Congress
House Republicans are playing the Trump card in committee chair races
Republican lawmakers jockeying to lead House committees in the next Congress are touting their loyalty to President-elect Donald Trump as much as their ability to advance policy priorities as they make appeals to colleagues over the next two weeks.
With scores of members competing for a few key positions, contenders believe that success could hinge on their ability to show just how well-positioned they are to drive Trump’s legislative agenda across a range of policy areas including finance, energy and education.
“It’s going to be supremely important,” Rep. Ann Wagner (R-Mo.), a top contender to replace outgoing House Foreign Affairs Chair Michael McCaul (R-Texas), said in an interview after Trump addressed House Republicans last week. “What he spoke to us about is how his relationship with the House is better and stronger than the one he has with the Senate, and so he’s going to lean on us to get his agenda through.”
That agenda will include efforts to expand school choice, produce more fossil fuels and advance business-friendly cryptocurrency regulation — as well as sweeping rollbacks of Biden administration policies.
The extent to which allegiance to Trump carries the day will be a key first test of his hold on Congress, particularly since most of the races will be decided by secret ballot. Contenders will make their cases to a select group of colleagues, known as the steering committee, at the beginning of next month. Those members will then vote anonymously to determine the winner.

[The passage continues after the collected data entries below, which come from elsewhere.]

PR #6029, opened 2022-04-07
[FIX] BasicStatistics: reasonable results with vectors of zeroes

### LINKED ISSUE #5981: MapAlignerPoseClustering FATAL: uncaught exception!
This algorithm crashes from the develop-version with a specific dataset, but in TOPPAS there seems to be no problem at all (2.7.0). The error is :
```

Picking a reference (by size) ... done
Progress of 'Aligning input maps':
  20.44 %               
FATAL: uncaught exception!
exception of type InvalidValue occurred in line 1040, function virtual void OpenMS::PoseClusteringAffineSuperimposer::run(const std::vector<OpenMS::Peak2D>&, const std::vector<OpenMS::Peak2D>&, OpenMS::TransformationDescription&) of /home/eeko/data/OpenMS_build/OpenMS/src/openms/source/ANALYSIS/MAPMATCHING/PoseClusteringAffineSuperimposer.cpp
error message: the value '-nan' was used but is not valid; Superimposer could not compute an initial transformation!You can try to increase 'max_num_peaks_considered' to solve this.
Aborted
```

My parameters:

`MapAlignerPoseClustering -algorithm:max_num_peaks_considered -1 -algorithm:superimposer:mz_pair_max_distance 0.05 -algorithm:pairfinder:distance_MZ:max_difference 10.0 -algorithm:pairfinder:distance_MZ:unit ppm `

Exactly the same params were used in TOPPAS.

enetz:
`BasicStatistics` `mean_` and `variance_` returned `-nan` when given a vector of only zeroes, due to dividing by the sum.

This should fix #5981 and possibly a few other unexpected `nan` issues.

This is one possible solution, but more input would be appreciated.
Problems here are:
`sum_` and `mean_` would be zero for a vector like this as well: [-5, -3, 0, 3, 5], but the variance would not be zero.
Still we use `variance_ /= sum_` as a step in the calculation, which would cause a `nan`.

# Description

# Checklist:

# Note:

### DIFF
--- a/src/openms/include/OpenMS/MATH/STATISTICS/BasicStatistics.h
+++ b/src/openms/include/OpenMS/MATH/STATISTICS/BasicStatistics.h
@@ -132,6 +132,12 @@ public:
           variance_ += *iter * diff;
         }
         variance_ /= sum_;
+
+        if (sum_ == 0 && (std::isnan(mean_) || std::isinf(mean_)) )
+        {
+          mean_ = 0;
+          variance_ = 0;
+        }
       }
 
       /// This does the actual calculation.
@@ -310,4 +316,3 @@ private:
   }   // namespace Math
 
 } // namespace OpenMS
-
--- a/src/tests/class_tests/openms/source/BasicStatistics_test.cpp
+++ b/src/tests/class_tests/openms/source/BasicStatistics_test.cpp
@@ -1,32 +1,32 @@
 // --------------------------------------------------------------------------
-//                   OpenMS -- Open-Source Mass Spectrometry               
+//                   OpenMS -- Open-Source Mass Spectrometry
 // --------------------------------------------------------------------------
 // Copyright The OpenMS Team -- Eberhard Karls University Tuebingen,
 // ETH Zurich, and Freie Universitaet Berlin 2002-2021.
-// 
+//
 // This software is released under a three-clause BSD license:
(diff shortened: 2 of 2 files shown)


src/openms/include/OpenMS/MATH/STATISTICS/BasicStatistics.h
```diff
@@ -132,6 +132,12 @@ namespace OpenMS
           variance_ += *iter * diff;
         }
         variance_ /= sum_;
+
+        if (sum_ == 0 && (std::isnan(mean_) || std::isinf(mean_)) )
```
timosachsenberg, line 136: there are two places where this could be added in the header

timosachsenberg: why is the sum_ == 0 required?
would std::isnan(mean_) || std::isinf(mean_) be enough?

enetz: I wanted to avoid fixing stuff that shouldn't be fixed. If those numbers are `nan` because there is a `nan` in the given input, then returning a `0` would be wrong. We should make sure we only set to `0` when it's obvious the `nan` was caused by the calculations in this class.

timosachsenberg:
rebuild jenkins

PR #6036, opened 2022-04-12
[BUILD] Use Cmake exports from boost

jpfeuffer:
# Description

Try to use the official exports from Boost Cmake instead of the find module.


timosachsenberg:
is this to prevent cmake picking up the wrong boost?

jpfeuffer:
No, just picking any boost. It does not work right now.

PR #215, opened 2023-10-07
First steps of SBOL3 to SBOL2 conversion in Python

jakebeal:
This pull request provides a framework for implementing SBOL3/SBOL2 conversion in Python, rather than via a call-out to JavaScript.

The current converters from SBOL2 to SBOL3 and from SBOL3 to SBOL2 are given an option that currently defaults to false, but when set to true will convert using the Python package instead of calling JavaScript.

I have provided a full stub-out of the SBOL3 to SBOL2 conversion, and have implemented conversion of the following classes:

* Identified
* TopLevel
* Sequence
* Activity (except for object references)
* Component (except for object references)


PrashantVaidyanathan (approved):
This is a very useful starting point. Looks good to me.

PR #217, opened 2023-10-07
Round-trip of SBOL2/SBOL3 python conversion

jakebeal:
Clean up minor details to allow triple-to-triple identity in first tests of SBOL2/SBOL3 Python conversion

Note that pySBOL2 validation fails, apparently due to an issue with SHACL rules for the DateTime type (https://github.com/SynBioDex/pySBOL2/issues/429)


jakebeal:
I am going ahead with a merge as there has been no review for several days.

PR #224, opened 2023-11-08
Implemented converstion of collection between SBOL2 and SBOL3 for the…

Yehuda-Binik:
In the new converter, I completed the `visit_collection` function for both the `SBOL3To2ConversionVisitor` and `SBOL2To3ConversionVisitor` classes. I also added two test cases to test my code using the SBOL3 [collection.nt](https://github.com/SynBioDex/SBOLTestSuite/blob/master/SBOL3/entity/collection/collection.nt) file from the [SBOLTestSuite](https://github.com/SynBioDex/SBOLTestSuite/tree/master).


jakebeal (approved):
Approving despite test failure, because test failure is unrelated, caused by missing secrets for another test.

Issue #205, opened 2023-04-08
Ensure all GenBank features are in term translation list


jakebeal:
The official list of supported GenBank features may be found at: https://www.insdc.org/submitting-standards/feature-table/#7.2

Most, but not all, are in the `gb2so.csv` and `so2gb.csv` translation maps with equivalent Sequence Ontology terms; make sure that all are there.

arnav-luhadiya:
Hi @jakebeal. What if the equivalent Sequence Ontology term of the feature is not defined. 
Should I not write the feature itself or just leave the `SO` equivalent term?

jakebeal:
We want to make sure that every GenBank feature has a corresponding SO term.

Given that SO has a much richer vocabulary, I suspect that every feature should map to a term. If there are features that don't appear to have a corresponding term, or that are ambiguous, however, it should be discussed on this issue. If necessary, we can also put in placeholders and ask for new SO terms.

arnav-luhadiya:
I could not find corresponding term of `old_sequence` for example. 
Checked the following links :
[Sequence Ontology Search](http://www.sequenceontology.org/browser)
[Sequence Ontology Mapping](http://www.sequenceontology.org/resources/mapping/FT_SO.html)

Attaching a relevant screenshot from the (Sequence Ontology Mapping) link:

![image](https://github.com/SynBioDex/SBOL-utilities/assets/114944869/aa226772-d170-4a71-8c47-e9f6c84dd84b)

arnav-luhadiya:
> I could not find corresponding term of `old_sequence` for example. Checked the following links : [Sequence Ontology Search](http://www.sequenceontology.org/browser) [Sequence Ontology Mapping](http://www.sequenceontology.org/resources/mapping/FT_SO.html)
> 
> Attaching a relevant screenshot from the (Sequence Ontology Mapping) link:
> 
[...]

PR #226, opened 2024-01-16
Genbank features in translation list

arnav-luhadiya:
This is in response to issue #205.
Added the GenBank features which were not in the translation list. Also updated corresponding `SO` terms for some features according to [Sequence Ontology Mapping](http://www.sequenceontology.org/resources/mapping/FT_SO.html).

Also, there seem to be instances of the same feature with multiple `SO` terms in `so2gb.csv`. Do you want to keep all of them or only one unique `SO` term for each feature as given in `gb2so.csv` file?

### DIFF
--- a/sbol_utilities/conversion.py
+++ b/sbol_utilities/conversion.py
@@ -156,7 +156,7 @@ def convert2to3(sbol2_doc: Union[str, sbol2.Document], namespaces=None, use_nati
     # remap orientation types
     orientation_remapping = {
         sbol2.SBOL_ORIENTATION_INLINE: sbol3.SBOL_INLINE,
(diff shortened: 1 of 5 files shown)


jakebeal:
Can you please rebase the commits for this request on develop, rather than on your other branch? As it currently is, we cannot merge this branch without also merging the other branch.

This has also added another test failure:
```
test/test_genbank_sbol3_direct.py::TestGenBankSBOL3::test_feature_location_types_ignore_fuzzy
```

jakebeal:
As it has been more than two months without an update to address the issues in the pull request, I am going to decline it for now. @arnav-luhadiya , if you are able to address the issues, please feel free to set up a new pull request with an updated version of your modifications.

“It’s really about, ‘How are they going to get something done?’” Rep. Byron Donalds (R-Fla.), who serves on the steering committee, said in an interview. “That’s going to be the most important thing.”
The top Republicans on the House Rules, Energy and Commerce, and Financial Services committees are all retiring when the current Congress ends in December. Other panels, including House Foreign Affairs, Education and the Workforce, and Transportation, will need new leaders because of term limits.
Financial Services
Reps. Andy Barr of Kentucky, French Hill of Arkansas, Bill Huizenga of Michigan and Frank Lucas of Oklahoma are vying to become the top Republican on the committee that oversees Wall Street, the Federal Reserve and cryptocurrency.
Front-runners Barr and Hill have leaned hard into proving their Trump bona fides. Barr has focused his pitch on melding the party’s populist wing with its free-market core — and has spent the days since the election in close communication with key Trump allies like Howard Lutnick and Scott Bessent. Over the next few weeks, he’ll give out red baseball hats carrying Trump’s promise to “Make Financial Services Great Again.”
“I’m working really hard to make sure that my vision is hand-in-glove with the incoming policy agenda of the Trump administration,” Barr, a close ally of Trump loyalist House Majority Leader Steve Scalise, said in an interview.
Hill, meanwhile, has cited his ability to coordinate with Trump on crypto — the president-elect gave him a shout out at a digital assets conference over the summer — and rolled out an agenda last week that he branded “Make Community Banking Great Again.” Hill’s plan, like Barr’s, includes proposals that parallel Trump’s agenda, including a pledge to “reverse the weaponization of the government” by blocking regulators from encouraging banks to cut ties with certain customers.
Barr’s ties to Trump run deeper than Hill’s. He watched the Super Bowl with the president-elect at Trump International Golf Club earlier this year and helped throw fundraisers for Trump and running mate JD Vance in Kentucky during the campaign. Before Hill endorsed Trump’s presidential bid, he was one of the few House Republicans to publicly push back against him for encouraging lawmakers to kill a key intelligence bill.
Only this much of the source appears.